# New Bass Boat



## GregC (Jul 24, 2014)

I am looking at purchasing a new boat.  I would like to hear opinions on the Phoenix 618/619 with a VMax Sho.


----------



## IronOutlaw (Jul 24, 2014)

I've been doing lots of research on 18 and 19 foot boats for the last 6 months. I have my first baby on the way so it's postponing my purchase for a little while. But anyways here's the rundown of what I know. Probably gonna give you extra info you don't need but it won't hurt. 

I looked at the skeeter tzx190. 
My father In law has a 2008 skeeter and it is nice. But from what I'm reading on multiple sites and hearing from multiple people, skeeters quality control has drastically went down hill. The tzx is cheaper then the phoenix though but everyone seem to have pesky little problems with them. 
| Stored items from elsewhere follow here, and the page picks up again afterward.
PR #1086, opened 2026-09-09
fix: prevent browsers from serving a stale configuration

### LINKED ISSUE #1084: Front-end not reflecting changes I made anymore?
**Describe the bug**
If I `curl -I <url>`, I see that the "last-modified" date says `Sun, 30 Aug 2026 16:19:04 GMT` even though I've just modified something inside the yaml file (and it's Mon, 07 Sept 2026) but I'm not even sure that's the root cause of the problem.

My problem is mainly the fact that I changed something inside the yaml files and it was not reflected on the website/front-end even with refreshing and everything. It showed fine in a private browser window but not if I kept refreshing my regular browser.

**Expected behavior**
I expected my changes to be visible on the front-page/website.

I am not sure if this is the root cause of the issue but the last-modified date not updating is something I've realized now and suspect it might lead to the browser not loading new data but instead showing the cached data.

**Logs & errors**
I do not believe this is applicable

**Screenshots**
I do not believe this is applicable

**Configuration**
I just changed the URL of a service I have in my config like this:
```yml
services:
  - name: "My Services"
    icon: "fas fa-vote-yea"
    items:
      - name: "Some Name"
        icon: "fas fa-hand-holding-usd"
        subtitle: "Some subtitle"
        url: "https://foo.bar" # This is the URL which I had changed but then it wasn't reflected on the website itself
```

tanasegabriel:
## Description

Homer can sometimes serve stale `config.yml` because neither the app nor the bundled lighttpd told browsers how long to reuse it, so they fell back to heuristic freshness and could serve an edited file from cache for hours without revalidating. The same applies to `index.html` and everything else under `assets/`.

This adds `cache: "no-cache"` to the config fetch in `App.vue` so the browser always revalidates, and states the caching policy explicitly in `lighttpd.conf`: content-hashed files under `resources/` are immutable, everything else is revalidated on every load. Unchanged files still cost only a `304`.

Fixes https://github.com/bastienwirtz/homer/issues/1084

## Type of change

- [ ] Refactoring

## Checklist:

- [ ] I have made corresponding changes to the documentation (`README.md`).


lighttpd.conf
```diff
@@ -10,7 +10,16 @@ server.indexfiles      = ("index.html")
 server.follow-symlink  = "enable"
 server.feature-flags  += ( "server.clock-jump-restart" => 0 )
 server.max-request-field-size = 65535
-accesslog.filename = "/dev/fd/3" 
+accesslog.filename     = "/dev/fd/3"
+etag.use-inode         = "disable"
```
tanasegabriel, line 14: `lighttpd` includes the file's inode in its etag by default, so byte-identical files get different etags on different machines. That didn't matter while nothing revalidated, but now that everything under `assets/` revalidates on every load, a per-replica etag would turn those cheap `304`s back into full `200` responses for anyone running more than one Homer replica behind a load balancer.

nginx has never seem to have included the inode in its etag, and Apache dropped it from the default in 2.4, apparently for the same reason.

PR #893, opened 2024-03-15
Enable tracing in Redis clients

sevein:
This pull request enables tracing instrumentation in our Redis clients using the `redisotel` package.

### Find watcher triggers

This is likely the most interesting outcome of this work. Now watchers start a root span (`watcher.poll`) representing the interaction with Redis using the `blmove` command to wait until the notification is delivered by MinIO. In Grafana, search for:

    {name=~"watcher.poll"}

image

The phoenix is tied for first on my list right now. Looks like they are priced great and have lots of options. Phoenix in my opinion is the coolest looking boat on the water now. They have great customer service. They are fast boats with good storage layouts. The only negative thing I've heard is from non owners calling them a "souped up stratos". The owners of theach company used to be with stratos before forming phoenix. Looks like they run right at 60 with a 150 and 65 with a 175.

My other top contender is a basscat sabre ftd. Priced similar to the phoenix and is a little quicker. Basscat has been around a long time and has always been family owned. My biggest problem with them is not having a dealer real close. I've read of these hitting 70 with a 175.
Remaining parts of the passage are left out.